Keith Stuart 

No Man’s Sky’s cultural influences, from Dune to post-rock

Hello Games’ title is one of the most visually interesting games of the past decade. But where does its approach to sci-fi come from?
  
  

No Man's Sky
No Man’s Sky looks very different to many modern sci-fi games. Photograph: Hello Games/PA

From the very beginning, No Man’s Sky has looked unlike any other modern science-fiction video game. With its bizarre creatures, hallucinogenic skylines and polychrome environments, it eschews the gritty, steel-grey aesthetics of Mass Effect, Halo and Gears of War.

The themes of the game, too, hark back to a different form of sci-fi literature, less interested in galactic wars and more concerned with the philosophical and psychology elements of space exploration.

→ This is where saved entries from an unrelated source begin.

PR #7060, opened 2018-10-12
dnsdist: Release memory on DNS over TLS handshake failure

rgacogne:
### Short description

Otherwise we leak the memory allocated to handle the `TLS` connection if the handshake doesn't succeed correctly.

### Checklist

I have:
- [x] compiled this code
- [x] tested this code
- [ ] documented the code

### DIFF
--- a/pdns/dnsdistdist/tcpiohandler.cc
+++ b/pdns/dnsdistdist/tcpiohandler.cc
@@ -246,6 +246,8 @@ public:
     }
 
     if (!SSL_set_fd(d_conn, d_socket)) {
+      SSL_free(d_conn);
+      d_conn = nullptr;
       throw std::runtime_error("Error assigning socket");
     }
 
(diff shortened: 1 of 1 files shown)


rgacogne:
We should really use smart pointers there, although `OpenSSL` structures being opaque makes it a bit harder.

pdns/dnsdistdist/tcpiohandler.cc
```diff
@@ -246,19 +246,30 @@ class OpenSSLTLSConnection: public TLSConnection
...
 
     int res = 0;
     do {
       res = SSL_accept(d_conn);
       if (res < 0) {
-        handleIORequest(res, timeout);
+        try {
+          handleIORequest(res, timeout);
+        }
+        catch(const std::exception&) {
```
zeha: maybe this should catch `(...)` instead, to also get `PDNSExceptions`?

rgacogne: Done, thanks!

PR #7064, opened 2018-10-12
 dnsdist: Wrap GnuTLS and OpenSSL pointers in smart pointers

rgacogne:
### Short description

This PR is based on #7060 but wraps the naked pointers returned by `GnuTLS` and `OpenSSL` in smart pointers instead of carefully tracking them.
It needs a more serious review, though.

### Checklist

I have:
- [x] compiled this code
- [x] tested this code
- [ ] documented the code


rgacogne:
> I don't know if this is a significant delay or if this should be considered for dnsdist.

This might be, but I'm not sure how we could do better by managing that ourselves? Calling `SSL_CTX_flush_sessions()` will block anyone from accessing the session store anyway, even if we called it from a different thread, so the only thing we could do is to call it less often.
IMHO we can ignore it for now, until it happens to be an issue.

zeha:
> This might be, but I'm not sure how we could do better by managing that ourselves? Calling `SSL_CTX_flush_sessions()` will block anyone from accessing the session store anyway, even if we called it from a different thread, so the only thing we could do is to call it less often.

Right. I was thinking calling it from the maintenance thread would at least give consistent behaviour. But I agree it's probably a good idea to delay this for now!

PR #7070, opened 2018-10-16
pdns-recursor: avoid a memory leak in catch-all exception handler

r-bk:
This commit prevents a leak of DNSComboWriter in the catch-all exception
handler.


rgacogne:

Here then, are some of the cultural influences Hello Games appears to have drawn on.

Chris Foss

Chris Foss talks through his work

Along with Star Wars conceptual designer Ralph McQuarrie, Foss has been mentioned several times by Hello Games as a visual inspiration for the technology in No Man’s Sky. The British artist, who has produced illustrations for dozens of classic sci-fi paperbacks, including Isaac Asimov’s Foundation Trilogy, imagined futuristic spacecraft as highly complex architectural wonders rather than glorified airplanes, and used bright contrasting colours instead of traditional metallic greys (a look inspired by steam train design). He also worked with Alejandro Jodorowsky, producing astonishing concepts for the director’s abandoned Dune project.

Post-rock music

The game’s ethereal soundtrack, provided by Sheffield group 65daysof static, exudes the sort of hypnotic, woozy grandeur typical of post-rock, a genre known for its epic, instrumental soundscapes (see also Mogwai, God Speed! You Black Emperor, Labradford). Incidentally, 65daysofstatic has also written an alternative soundtrack to ... Silent Running.

Silent Running

Douglas Trumball produced special effects for 2001: A Space Odyssey and Andromeda Strain before directing this ecological masterpiece about a spaceship carrying the Earth’s last forests into space. No Man’s Sky shares the film’s tranquil pace, and its interest in the cold vastness of space counterposed with the intricate wonder of the living organic world. The game’s protective sentinel robots (which often attack players who try to mine isotopes from plants) hark back to Silent Running’s gardening drones – Huey and Dewey.

The Culture novels

Rejecting the austere, logical galactic empires envisioned in the sci-fi golden age, Iain M Banks developed the concept of the Culture, a vast post-human utopian society, organised by a class of machine demigods known as the Mind. But with their stories of remote anarchist settlements spread throughout a vast cosmos, Consider Phlebas, Use of Weapons, Excession, etc, deal with similar themes to No Man’s Sky.

2001: A Space Odyssey

Arthur C Clarke’s story depicts the idea of alien intelligence through the medium of discovered artefacts, and in this way 2001 is surely an influence on this game’s use of abandoned outposts and strange extraterrestrial monuments to impart information to the player. Also, the hyperdrive graphics sequence in No Man’s Sky owes an obvious debt to 2001’s famed stargate sequence.

Dune

Frank Herbert’s grand vision of a feudal human civilisation scattered across countless planets is present in the very structure of No Man’s Sky. There’s also the same sense of a galactic economy providing shape to a scattered society, and of the interplay between finance and ecology.

Elite

No Man’s Sky designer Sean Murray played the classic 1984 space sim as a child, and its mix of galactic exploration, trading and space combat is blatantly apparent in the Hello Games title. Mining astroids, docking in space stations and getting chased by greedy space pirates are also familiar features.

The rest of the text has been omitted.